Ajay N Sharma et al. Lasers Surg Med. 2024 Sep.

Abstract

Objectives: Iatrogenic cutaneous siderosis is a well-recognized dermatologic complication after parenteral iron infusion. The condition manifests as discrete, hyperpigmented patches near the site of injection. Most cases do not resolve spontaneously, leading to significant aesthetic and psychological distress to patients. A recent case of iatrogenic cutaneous siderosis at our institution prompted a systematic review of the efficacy of energy-based devices previously reported in the treatment of this condition.

Methods: PubMed and Cochrane databases were searched for all peer-reviewed articles published using the following search terms: "iron OR heme OR hemosiderosis OR siderosis" and "hyperpigmentation OR staining OR tattoo." Articles reporting on energy-based devices in the treatment of iron-induced hyperpigmentation were included.

Results: A total of seven articles and 54 total patients were included in this review. All patients, including the patient treated at our institution, were female, with an average age of 44 years. Hyperpigmentation was most commonly associated with intravenous iron infusion (48/54, 89%), on the arm or forearm (44/54, 81%), and used for the treatment of underlying iron deficiency anemia (54/54, 100%). The application of six different nanosecond or picosecond quality-switched laser systems was reported in the treatment of cutaneous siderosis, with wavelengths ranging from 532 to 1064 nm. Spot sizes varied between 2 and 7 mm, with energy fluences spanning 0.5-40 J/cm2 depending on both the device and spot size. Outcomes were measured after an average of 5.4 laser treatments and 10.4 months, with over half of all reported patients experiencing complete clearance (27/50, 54%). Our patient received treatment in three test areas with picosecond alexandrite 785 nm, nanosecond Nd:YAG 532 nm, and picosecond Nd:YAG 532 nm devices. The nanosecond Nd:YAG 532 nm treated area demonstrated the greatest improvement, and the entire arm was subsequently treated with this device.

Conclusions: Despite the often intractable nature of iatrogenic cutaneous siderosis, laser surgery is a reasonable and safe treatment modality for patients seeking cosmetic improvement of this dyschromia.
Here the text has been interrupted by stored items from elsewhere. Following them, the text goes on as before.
PR #708, opened 2021-03-09
Add ftr cur config

ArashMehraban:
I have implemented  anew QFunction based on tensor b and Tau. This code outperforms our current implementation with the 2nd Piola Kirchhoff code for the hyperelasticity at finite strain.
I have some suggestions for improvement:
- log1p function should be moved to common.h from hyperFS to be used in hyperFS and hyperFSCUR
- energy function needs to be done using b tensor. It is based on E (using C) right now

How to run on Noether:

`mpirun -n 16 ./elasticity -problem hyperFSCUR -degree 1 -mesh ./meshes/Tube8.exo -nu 0.3 -E 1e8 -bc_clamp 998,999 -bc_clamp_998_translate 0,0,-1 -num_steps 25 -snes_linesearch_type cp -snes_rtol 1e-7 -snes_monitor -log_view`


jeremylt:
> log1p function should be moved to common.h from hyperFS to be used in hyperFS and hyperFSCUR

This will break the ability to run this code on CUDA/HIP, so we can't do this.

---

Do you have numbers on how this compares in terms of performance?

---

I'm super happy with calling this `_CUR` - it is a bit awkward, but a better name doesn't come to mind right now.

---

Also on the ToDo list - documentation updates

jedbrown:
If I'm following your intent, strain energy is like the residual and there's no specific reason to prefer current configuration for integrating strain energy.

rezgarshakeri:
> If I'm following your intent, strain energy is like the residual and there's no specific reason to prefer current configuration for integrating strain energy.

@jedbrown , right now for computing energy we use C, but we were thinking that we can write the energy function in terms of `b`  since trace(C) = trace(b). 
Just to make hyperFSCUR.h all in terms of `b` and `tau`

ArashMehraban:
Yes, we know that trace(C) = trace(b), so we are trying to get rid of `computeDetCM1()` function to make this implementation even faster. 

In addition, as Simo did, for isotropic materials most researchers work directly with the Kirchhoff stress while second Piola Kirchhoff stress formulation is general for anisotropic materials (which requires mapping to `tau`). Therefore, we expect this residual evaluation and action of Jacobian be faster using tau and b

jedbrown:
So C and b have all the same invariants, not just trace. det(C) - 1 is used in place of J because it's readily available and computing J (which then becomes log(J) or (J-1)) is less stable.

ArashMehraban:
@jeremylt about your comment: 
"I'm super happy with calling this `_CUR` - it is a bit awkward, but a better name doesn't come to mind right now."

I let you guys decide what you want to call it, but I'd be careful about terminology. If you are referring to the indicial notation, yes, `tau` and `b` use lowercase `i` and `j` while reference config uses upper case  `I` and `J`. So it is tempting to insinuate that `b` and `tau` implementation refer to the current config and use `_CUR`. Actually for a lack of better word, I did add `CUR` to the end the QFunction I just implemented. However, I believe, it is commonly understood among continuum mechanic experts that current config formulation requires updating coordinates and that is something that we are not doing that per se.

examples/solids/qfunctions/hyperFSCUR.h
```diff
@@ -0,0 +1,684 @@
...
+    const CeedScalar F[3][3] =  {{gradu[0][0][i] + 1,
+                                  gradu[0][1][i],
+                                  gradu[0][2][i]},
+                                 {gradu[1][0][i],
+                                  gradu[1][1][i] + 1,
+                                  gradu[1][2][i]},
+                                 {gradu[2][0][i],
+                                  gradu[2][1][i],
+                                  gradu[2][2][i] + 1}
+                                };
```
jedbrown, line 383: Jacobian action should not require building F. This algorithm appears to be accessing more data than Algorithm 2 of Davydov. What happened here?

jedbrown: I may have missed something, but per our Jan 26 email:
```
The issue here is we don't want to store F when evaluating the action of the Jacobian. We have

x_current = x_initial + u

We also have a constitutive relation \tau(\bm b, J) from Eq 14, and we're discretizing Eq 7 of Davydov, which can be written

\int_{B_current} \sigma : symgrad(du) = \int_{B_initial} J \sigma : symgrad(du)

where \tau = J \sigma and symgrad is in the current configuration. Their notation is clumsy, IMO, since we're really doing the integral in the current configuration so I'd just use \sigma (Cauchy stress). We know that

dF = \partial du/\partial x_initial
   = (\partial du/\partial x_current) (\partial x_current/\partial x_initial)
   = (\partial du/\partial x_current) F
   = grad(du) F

So you need to be able to evaluate db(du), which is

  db = dF F^T + F dF^T 
     = grad(du) F F^T + F F^T grad(du)^T
     = grad(du) b + b grad(du)^T

if I haven't messed something up in typing this out.
```

rezgarshakeri: This code right now answer this question: Is it better to implement hyper-elasticity with constitutive equation in terms of S and C, or tau and b?!

jedbrown: So I'm proposing that we should store (during residual evaluation or Jacobian "assembly") the derivative of reference with respect to current so that the Jacobian need only access that, not derivative of reference with respect to initial *and* derivative of initial with respect to current. It cuts down memory access and flops, and should give us a speed boost.

rezgarshakeri: If I understood correctly, you propose to save
dx_ref/dx_cur
right now dXdx which is dx_ref/dx_initial provided as input for residual and Jacobian. So we need to do
dx_ref/dx_cur = dx_ref/dx_initial * dx_initial/dx_cur = dx_ref/dx_initial * F^{-1}
(I think this is what you wrote in email)

rezgarshakeri:
> ## I was wondering if logp could be removed. Repeating it cause C guard problems, so I simply changed its name in the new Qfunction.
> Yes this code outperforms the current implementation by far except for order 2:
> degree 1
> tensor b:
> SNES Solve Time                    : 158.432 (158.424) sec
> tensor C:
> SNES Solve Time                    : 162.111 (162.111) sec
> ## degree 2
> :tensor b:
> SNES Solve Time                    : 64.7685 (64.7683) sec
> tensor C: SNES Solve Time                    : 53.3971 (53.393) sec
> ## degree 3:
> tensor b:
> SNES Solve Time                    : 521.59 (521.59) sec
> tensor C:
> SNES Solve Time                    : 548.046 (548.046) sec
> 
> degree 4:
> tensor b:
> SNES Solve Time                    : 772.913 (772.897) sec
> tensor C:
> SNES Solve Time                    : 1126.11 (1126.1) sec.

would you please run again?
I got these
Screenshot from 2021-03-10 15-39-16

examples/solids/qfunctions/hyperFSCUR.h
jedbrown: Yes, exactly. See also the derivation in Wriggers
image
and Davydov
image

rezgarshakeri: One more question, in Jacobian we have to compute tau, so we need Grad(u) to compute F then left Cauchy tenser b, then tau.
I think now we need to store Grad(u) and also dx_ref/dx_cur (or let say F^{-1}), am I right?
and if we want to store 2 variables in current configuration, why not do the same thing reference configuration by saving Grad(u) and C^{-1}
Screenshot from 2021-03-10 15-51-30

ArashMehraban:
I ran bending the tube problem and my numbers come from there. What is the problem you are running? Many things changed since my original commit too. I was waiting to see if the conclusion of this thread leads to only one storage or multiple storage as in Davydov's algorithm 2

ArashMehraban:
`mpirun -n 16 ./elasticity -problem hyperFSCUR -degree 1 -mesh ./meshes/Tube8.exo -nu 0.3 -E 1e8 -bc_clamp 998,999 -bc_clamp_998_translate 0,0,-1 -num_steps 25 -snes_linesearch_type cp -snes_rtol 1e-7 -snes_monitor -log_view
`

SNES:
    SNES Type                          : newtonls
    SNES Convergence                   : CONVERGED_FNORM_RELATIVE
    Number of Load Increments          : 25
    Completed Load Increments          : 25
    Total SNES Iterations              : 75
    Final rnorm                        : 8.291981e-04
  Linear Solver:
    Total KSP Iterations               : 2618
    PC Type                            : gamg
  Performance:
    **SNES Solve Time                    : 50.6121 (50.6001) sec**
    DoFs/Sec in SNES                   : 0.938531 (0.938752) million
    Strain Energy                      : 1.133625855188e+07

AND

`mpirun -n 16 ./elasticity -problem hyperFS -degree 1 -mesh ./meshes/Tube8.exo -nu 0.3 -E 1e8 -bc_clamp 998,999 -bc_clamp_998_translate 0,0,-1 -num_steps 25 -snes_linesearch_type cp -snes_rtol 1e-7 -snes_monitor -log_view`


 SNES:
    SNES Type                          : newtonls
    SNES Convergence                   : CONVERGED_FNORM_RELATIVE
    Number of Load Increments          : 25
    Completed Load Increments          : 25
    Total SNES Iterations              : 75
    Final rnorm                        : 8.292006e-04
  Linear Solver:
    Total KSP Iterations               : 2618
    PC Type                            : gamg
  Performance:
    **SNES Solve Time                    : 59.3996 (59.3995) sec**
    DoFs/Sec in SNES                   : 0.799685 (0.799686) million
    Strain Energy                      : 1.133625855188e+07

ArashMehraban:
I tried what Jed had in mind when I first implemented this in MATLAB. I still have the contents of the email above in my MATLAB implementation as comments: https://github.com/ArashMehraban/MatlabTestsPetsc/blob/617d21b542f3ab82273d045e1d4db0e82ebb488a/HyperFSF_dF_ref_dav.m#L95

It appears to me that if we go with what we have implemented already: db = du * F^{T} + F * dF^{T}
we need F stored while computing F_inv

But to go with  db = grad(du) b + b grad(du)^T, we could have stored F_inv for faster operations for the rest of formulation, but b needs F since  b = F * F^{T}

I guess the fastest as in Davydov's algorithm 2 is to store multiple things.

ArashMehraban:
And one more note: if we store multiple things for what have called "current config", we should try storing multiple things for the ref config too to determine how things change in that case.

ArashMehraban:
Important Update:

We have 4 different version of the QFunction now:
HyperFS that stores Gradu only
HyperFS that stores Gradu and C-inverse (HyperFS2)
HyperFSCUR that stores Gradu only
HyperFSCUR that stores Gradu  and F-inverse (HyperFSCUR2).

In order to compare apples to apples, in what we called current config implementation, (hyperFSCUR and hyperFSCUR2) , we used  `log1p` function instead of `log` from C. Here are the results:

degree 3: 
HyperFS that stores Gradu only : SNES time 201.37 sec
HyperFS that stores Gradu and C-inverse (HyperFS2) : SNES time 186.97 sec
HyperFSCUR that stores Gradu only : SNES time 233.44 sec
HyperFSCUR that stores Gradu  and F-inverse (HyperFSCUR2) : SNES time 193.61 sec

We update with degree 1-4 later

jeremylt:
Is the plan to reduce to only 1-2 versions in this PR once we fully understand the performance implications?

ArashMehraban:
I would recommend so

ArashMehraban:
I am not sure what we should do about the two implementations with tensors b and tau. Should we just completely throw them out or merge them? However, I feel like, after fixing the log1p guard, all these versions or whatever we want to keep are ready to be merged.

jeremylt:
I feel like we should only keep one or two versions of these QFunctions.

ArashMehraban:
I agree.

jedbrown:
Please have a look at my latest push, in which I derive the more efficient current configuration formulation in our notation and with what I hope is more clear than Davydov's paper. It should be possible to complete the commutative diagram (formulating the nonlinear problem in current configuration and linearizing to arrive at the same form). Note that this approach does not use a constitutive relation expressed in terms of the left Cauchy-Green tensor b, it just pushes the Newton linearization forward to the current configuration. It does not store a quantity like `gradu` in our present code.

Dermatologists should be aware of this entity and the efficacy of the energy-based devices currently in our armamentarium. A combination approach may need to be utilized with different wavelengths and pulsed widths to target iron pigment in both dermal and subcutaneous layers.

Keywords: devices; energy‐based; hemosiderosis; hyperpigmentation; iron; laser; quality switched; siderosis.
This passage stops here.